[Dataset entries]
PR #1986, opened 2024-04-06
fix(minor): ReferenceError: taxes_table is not defined in Journal Entry

vorasmit:


vorasmit:
https://github.com/Mergifyio backport develop

Issue #2072, opened 2024-04-26
Inconsistency with GST Transporter ID


ljain112:
Frappe Support Issue: https://support.frappe.io/app/hd-ticket/13855
![image](https://github.com/resilient-tech/india-compliance/assets/108322669/809e1057-5b80-4428-b65b-392726a3c126)

Eg Transporter ID: 29AAFCA7488L1Z0
This is a valid transporter ID but Invalid GSTIN and check digit validation is failing.

### Proposed Solution 
- Avoid check digit validation for all transporter ID and only validate GSTIN regex
- Use directly transporter ID API for all the gstin with transporter or Remove transporter validation at all.

PR #2080, opened 2024-04-26
revert: GST Transporter ID API validation (refactor and fixes required)

vishakhdesai:
Temporary fix to the issue: #2072


vorasmit:
Instead we can refactor this.

PR #2109, opened 2024-05-10
fix: include a support email for API-related errors.

Sanket322:
When an error related to the India Compliance API occurs, you have the option to email API Support with the necessary information.


vorasmit:
Instead better way to this is through auto-retry.

PR #2117, opened 2024-05-14
fix: support custom print format for e-Waybill

vorasmit:


india_compliance/gst_india/utils/e_waybill.py
```diff
@@ -717,10 +717,12 @@ def mark_e_waybill_as_cancelled(doctype, docname, values):
 
 
 def attach_e_waybill_pdf(doc, log=None):
+    default_format = frappe.get_meta("e-Waybill Log").default_print_format
```
sagarvora, line 720: this isn't required at all. if you don't specify any print format, this is what gets chosen.

india_compliance/gst_india/setup/property_setters.py
```diff
@@ -111,6 +105,21 @@ def get_property_setters():
     ]
 
 
+def get_default_property_setters():
```
sagarvora, line 108: why is this a function. I don't see any kind of computation happening here. recommending a constant like `TRANSPORTER_NAME_PROPERTIES` instead. suggested constant name: `DEFAULT_PROPERTIES`.

it should then be optionally sent with the return value of `get_property_setters` based on a flag called something like `include_defaults` (flag should default to False).

PR #2151, opened 2024-05-21
fix: add description and hide progress bar in purchase reconciliation tool

Sanket322:
Add description when `Purchase Period` or `Inward Supply Period` is selected as `Last Fiscal year` in purchase reconciliation tool.
Remove progress bar if it is there after completion of function


india_compliance/gst_india/doctype/purchase_reconciliation_tool/purchase_reconciliation_tool.js
```diff
@@ -143,9 +149,14 @@ frappe.ui.form.on("Purchase Reconciliation Tool", {
 
     purchase_period(frm) {
         fetch_date_range(frm, "purchase");
+        let description = frm.doc.purchase_period == "Last Fiscal Year" ? fiscal_start +' to '+ fiscal_end : ""
+        frm.get_field("purchase_period").set_description(description);
```
vorasmit: This should be for all periods. Date range is already fetched. We can use directly that to show in description.

PR #51, opened 2021-02-25
Plat630/private realm info endpoint

rosasck:
Im having issues getting the register realm method to work... but here is the endpoint


__tests__/identity.test.js
```diff
@@ -1,64 +1,70 @@
-// const { v4: uuidv4 } = require('uuid')
-// const { apiUrl, clientRegistrationToken, idRealmName, idAppName } = global
-// const Tozny = require('../node')
-// const ops = require('./utils/operations')
+const { v4: uuidv4 } = require('uuid')
+const { apiUrl, idRealmName, idAppName, clientRegistrationToken } = global
```
lkwdwrd, line 2: I think this token needs to get generated with the ability to add 'identity' client types, and I'm not sure off the top of my head if 'normal' tokens in the dashboard allow it... Any token created during realm creation would work for both identity and general clients, though.

lkwdwrd (approved):

efabens (approved):

lib/identity/client.js
```diff
@@ -328,6 +328,24 @@ class Client extends PartialClient {
...
     return await validateResponseAsJSON(response)
   }
+
+  /**
+   * privateRealmInfo fetches private information about a realm
+   *
+   * @return {Object} information about a realm
+   */
+  async privateRealmInfo() {
+    let response = await this.storage.authenticator.tsv1Fetch(
```
lkwdwrd, line 338: It's worth considering adding a cache for this info... If you look at how the basic `realmInfo()` method works, there is an in memory cache that is checked first and returned if the data has already been fetched once. There is also an invalidation flag allowing the user to forcibly fetch fresh data from the server.

See: https://github.com/tozny/js-sdk/blob/3c6d548fc4345569328d01752ab9f1812c43304f/lib/identity/realm.js#L149

For this, the cache should be scoped to the identity object, not globally as the public info cache is (that one uses an array stored globally in the module, this would be better stored as an internal object property).

lkwdwrd (approved):

galxy25 (approved):

PR #52, opened 2021-03-02
Listing shared secrets 

rosasck:
Not sure if this is the correct base branch, i cant figure out which it is and with everyother one it gets Alannah's Commits


lib/identity/client.js
```diff
@@ -172,6 +172,42 @@ class Client extends PartialClient {
     let resultQuery = await this.storage.search(request)
     return resultQuery
   }
+
+  /**
+   * getSharedSecrets
```
lkwdwrd, line 177: Please complete the doc comment details

lib/identity/client.js
```diff
@@ -172,6 +172,42 @@ class Client extends PartialClient {
...
+   *
+   *
+   * @return {Promise<Record>}
+   */
+  async getSharedSecrets() {
```
lkwdwrd, line 182: Does this need it's own method or can we think about adding filters to the list method?

lkwdwrd (commented):
The method looks OK, but this feels like a very specialized method. Noting there will likely be alternate fetches going forward, I think this will grow better over time by modifying your list method to allow filtering more similar to our search endpoints. The logic can be in JS, but eventually I'd like it to more to the server.

Also, let me know if I'm just misunderstanding the user case, which is quite possible!

lib/identity/client.js
galxy25: agree with where your mind is heading, @lkwdwrd @rosasck we need to chat about this before we merge this code in

PR #53, opened 2021-03-02
endpoint support and tests for search identities

rosasck:
Luke mentioned helper methods for a single username/email look up! let me know if thats something I should do!
This will fail jenkins tests until new endpoint is deployed :)


rosasck:
currently adding helper methods

rosasck:
Added Helper methods for single look ups not batch!

PR #55, opened 2021-03-09
List Shared Secrets with me 

rosasck:
@carrala i added them here!


carrala (approved):

lib/identity/client.js
```diff
@@ -209,6 +209,41 @@ class Client extends PartialClient {
     }
     return { exists: false, results: null }
   }
+  /**
+   * getSharedSecrets
+   *
+   *
+   * @return {Promise<Record>}
+   */
+  async getSharedSecrets() {
```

§ **TASK OBJECTIVE**
Give the data again, exactly as written.

§ **FINAL ANSWER**
PR #1986, opened 2024-04-06
fix(minor): ReferenceError: taxes_table is not defined in Journal Entry

vorasmit:


vorasmit:
https://github.com/Mergifyio backport develop

Issue #2072, opened 2024-04-26
Inconsistency with GST Transporter ID


ljain112:
Frappe Support Issue: https://support.frappe.io/app/hd-ticket/13855
![image](https://github.com/resilient-tech/india-compliance/assets/108322669/809e1057-5b80-4428-b65b-392726a3c126)

Eg Transporter ID: 29AAFCA7488L1Z0
This is a valid transporter ID but Invalid GSTIN and check digit validation is failing.

### Proposed Solution 
- Avoid check digit validation for all transporter ID and only validate GSTIN regex
- Use directly transporter ID API for all the gstin with transporter or Remove transporter validation at all.

PR #2080, opened 2024-04-26
revert: GST Transporter ID API validation (refactor and fixes required)

vishakhdesai:
Temporary fix to the issue: #2072


vorasmit:
Instead we can refactor this.

PR #2109, opened 2024-05-10
fix: include a support email for API-related errors.

Sanket322:
When an error related to the India Compliance API occurs, you have the option to email API Support with the necessary information.


vorasmit:
Instead better way to this is through auto-retry.

PR #2117, opened 2024-05-14
fix: support custom print format for e-Waybill

vorasmit:


india_compliance/gst_india/utils/e_waybill.py
```diff
@@ -717,10 +717,12 @@ def mark_e_waybill_as_cancelled(doctype, docname, values):
 
 
 def attach_e_waybill_pdf(doc, log=None):
+    default_format = frappe.get_meta("e-Waybill Log").default_print_format
```
sagarvora, line 720: this isn't required at all. if you don't specify any print format, this is what gets chosen.

india_compliance/gst_india/setup/property_setters.py
```diff
@@ -111,6 +105,21 @@ def get_property_setters():
     ]
 
 
+def get_default_property_setters():
```
sagarvora, line 108: why is this a function. I don't see any kind of computation happening here. recommending a constant like `TRANSPORTER_NAME_PROPERTIES` instead. suggested constant name: `DEFAULT_PROPERTIES`.

it should then be optionally sent with the return value of `get_property_setters` based on a flag called something like `include_defaults` (flag should default to False).

PR #2151, opened 2024-05-21
fix: add description and hide progress bar in purchase reconciliation tool

Sanket322:
Add description when `Purchase Period` or `Inward Supply Period` is selected as `Last Fiscal year` in purchase reconciliation tool.
Remove progress bar if it is there after completion of function


india_compliance/gst_india/doctype/purchase_reconciliation_tool/purchase_reconciliation_tool.js
```diff
@@ -143,9 +149,14 @@ frappe.ui.form.on("Purchase Reconciliation Tool", {
 
     purchase_period(frm) {
         fetch_date_range(frm, "purchase");
+        let description = frm.doc.purchase_period == "Last Fiscal Year" ? fiscal_start +' to '+ fiscal_end : ""
+        frm.get_field("purchase_period").set_description(description);
```
vorasmit: This should be for all periods. Date range is already fetched. We can use directly that to show in description.

PR #51, opened 2021-02-25
Plat630/private realm info endpoint

rosasck:
Im having issues getting the register realm method to work... but here is the endpoint


__tests__/identity.test.js
```diff
@@ -1,64 +1,70 @@
-// const { v4: uuidv4 } = require('uuid')
-// const { apiUrl, clientRegistrationToken, idRealmName, idAppName } = global
-// const Tozny = require('../node')
-// const ops = require('./utils/operations')
+const { v4: uuidv4 } = require('uuid')
+const { apiUrl, idRealmName, idAppName, clientRegistrationToken } = global
```
lkwdwrd, line 2: I think this token needs to get generated with the ability to add 'identity' client types, and I'm not sure off the top of my head if 'normal' tokens in the dashboard allow it... Any token created during realm creation would work for both identity and general clients, though.

lkwdwrd (approved):

efabens (approved):

lib/identity/client.js
```diff
@@ -328,6 +328,24 @@ class Client extends PartialClient {
...
     return await validateResponseAsJSON(response)
   }
+
+  /**
+   * privateRealmInfo fetches private information about a realm
+   *
+   * @return {Object} information about a realm
+   */
+  async privateRealmInfo() {
+    let response = await this.storage.authenticator.tsv1Fetch(
```
lkwdwrd, line 338: It's worth considering adding a cache for this info... If you look at how the basic `realmInfo()` method works, there is an in memory cache that is checked first and returned if the data has already been fetched once. There is also an invalidation flag allowing the user to forcibly fetch fresh data from the server.

See: https://github.com/tozny/js-sdk/blob/3c6d548fc4345569328d01752ab9f1812c43304f/lib/identity/realm.js#L149

For this, the cache should be scoped to the identity object, not globally as the public info cache is (that one uses an array stored globally in the module, this would be better stored as an internal object property).

lkwdwrd (approved):

galxy25 (approved):

PR #52, opened 2021-03-02
Listing shared secrets 

rosasck:
Not sure if this is the correct base branch, i cant figure out which it is and with everyother one it gets Alannah's Commits


lib/identity/client.js
```diff
@@ -172,6 +172,42 @@ class Client extends PartialClient {
     let resultQuery = await this.storage.search(request)
     return resultQuery
   }
+
+  /**
+   * getSharedSecrets
```
lkwdwrd, line 177: Please complete the doc comment details

lib/identity/client.js
```diff
@@ -172,6 +172,42 @@ class Client extends PartialClient {
...
+   *
+   *
+   * @return {Promise<Record>}
+   */
+  async getSharedSecrets() {
```
lkwdwrd, line 182: Does this need it's own method or can we think about adding filters to the list method?

lkwdwrd (commented):
The method looks OK, but this feels like a very specialized method. Noting there will likely be alternate fetches going forward, I think this will grow better over time by modifying your list method to allow filtering more similar to our search endpoints. The logic can be in JS, but eventually I'd like it to more to the server.

Also, let me know if I'm just misunderstanding the user case, which is quite possible!

lib/identity/client.js
galxy25: agree with where your mind is heading, @lkwdwrd @rosasck we need to chat about this before we merge this code in

PR #53, opened 2021-03-02
endpoint support and tests for search identities

rosasck:
Luke mentioned helper methods for a single username/email look up! let me know if thats something I should do!
This will fail jenkins tests until new endpoint is deployed :)


rosasck:
currently adding helper methods

rosasck:
Added Helper methods for single look ups not batch!

PR #55, opened 2021-03-09
List Shared Secrets with me 

rosasck:
@carrala i added them here!


carrala (approved):

lib/identity/client.js
```diff
@@ -209,6 +209,41 @@ class Client extends PartialClient {
     }
     return { exists: false, results: null }
   }
+  /**
+   * getSharedSecrets
+   *
+   *
+   * @return {Promise<Record>}
+   */
+  async getSharedSecrets() {
```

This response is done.